Maybe? But what is the mechanism by which employment gets decoupled from health insurance? That would require a different law, I suppose?

But that wasn't what I suggested: I said having the ACA is better than not having it, not that having the ACA is better than other possible alternative laws. I can think of quite a lot of alternative healthcare reform laws that would be significantly better than the ACA.

And I think it's reasonably safe to say that in "ACA vs. nothing else", ACA wins, if we judge by the millions of people who will lose healthcare coverage if the ACA were to be repealed and not replaced with anything new.



> But that wasn't what I suggested: I said having the ACA is better than not having it, not that having the ACA is better than other possible alternative laws.

It seems to be the only way to interpret what you suggested. How could it end up in a situation where there aren't other alternative laws? There are automatically laws governing what people do - laws exist. The conversation is entirely about which laws are best.

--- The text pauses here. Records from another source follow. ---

PR #890, opened 2019-09-20
Target pruning & avoid playing a move in bensons-regions.

amj:
Not yet ready for review.

### DIFF
--- a/cc/mcts_node.cc
+++ b/cc/mcts_node.cc
@@ -128,6 +128,7 @@ MctsNode::MctsNode(MctsNode* parent, Coord move)
 Coord MctsNode::GetMostVisitedMove(bool restrict_in_bensons) const {
   // Find the set of moves with the largest N.
   inline_vector<Coord, kNumMoves> moves;
+  // CalculatePassAlive does not include the kPass point.
   std::array<Color, kN * kN> out_of_bounds;
 
   if (restrict_in_bensons) {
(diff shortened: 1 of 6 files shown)


cc/mcts_node.cc
```diff
@@ -125,11 +125,24 @@ MctsNode::MctsNode(MctsNode* parent, Coord move)
...
+    for (auto& x : out_of_bounds) {
+      x = Color::kEmpty;
+    }
+  }
+
   int best_N = -1;
   for (int i = 0; i < kNumMoves; ++i) {
+    if (out_of_bounds[i] != Color::kEmpty) {
+      continue;
+    }
```
tommadams: I'm concerned that `GetMostVisitedMove(true)` could plausibly select a move with 0 visits, which might cause us to `CHECK` fail later. I can also imagine no moves being picked at all and the code `MG_CHECK(!moves.empty())` below failing.

amj: It's even worse/better than that, as pruning things can leave you with weird target distributions, causing training to go into NaN-land.

I'll see if i can come up with some breaking examples and get some better tests.  Shelving for now.

tommadams: oof :(

amj:
ok!  @tommadams @sethtroisi  This should be ready to review now.  The changes include:

ReshapeFinalVisits (target pruning) now happens in MctsPlayer::PlayMove, right before the move is added to the game and it's search_pi is finalized.  This means SuggestMove is no longer destructive.

GetMostVisitedMove now optionally returns the best move not in a benson's region.  If there aren't any, it returns pass.  if pass isn't expanded, MctsPlayer does the right thing on the next time through the loop by treating it identical to the case in a new game.

ReshapeFinalVisits reshapes relative to the action score of the most visited move, regardless of bensons'.  However, it also zeros out visits to bensons regions, meaning that it's possible the move played ends with no visits.

There's tests for the node manipulations, no changes to the mcts_player tests.

In a run, the models with target_pruning on came out much stronger than ones with equivalent playouts, 274:26

image
(Red = target pruning.  Orange = without.  Grey = without and twice as many reads)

In this case, I'm arguing that generic rules (not specifically tailored to healthcare) are probably better, since a generic market seems to outperforms the US healthcare system.

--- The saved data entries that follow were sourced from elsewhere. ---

PR #102, opened 2015-05-10
cluster: don't reset command when there no attempts left.

vmihailenco:
Newly added test fails without the fix.

/cc @dim


dim:
Well spotted

vmihailenco:
I guess you closed this by mistake. Reopening and merging.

> And I think it's reasonably safe to say that in "ACA vs. nothing else", ACA wins

Well I can't control what you think but I can point out that it is a hard stance to provide evidence for. Healthcare is fundamentally less important than really urgent and essential services like food production or utilities and they manage to get great coverage with relatively limited fuss. The reports I've heard are that people find the situation in healthcare to be quite substandard.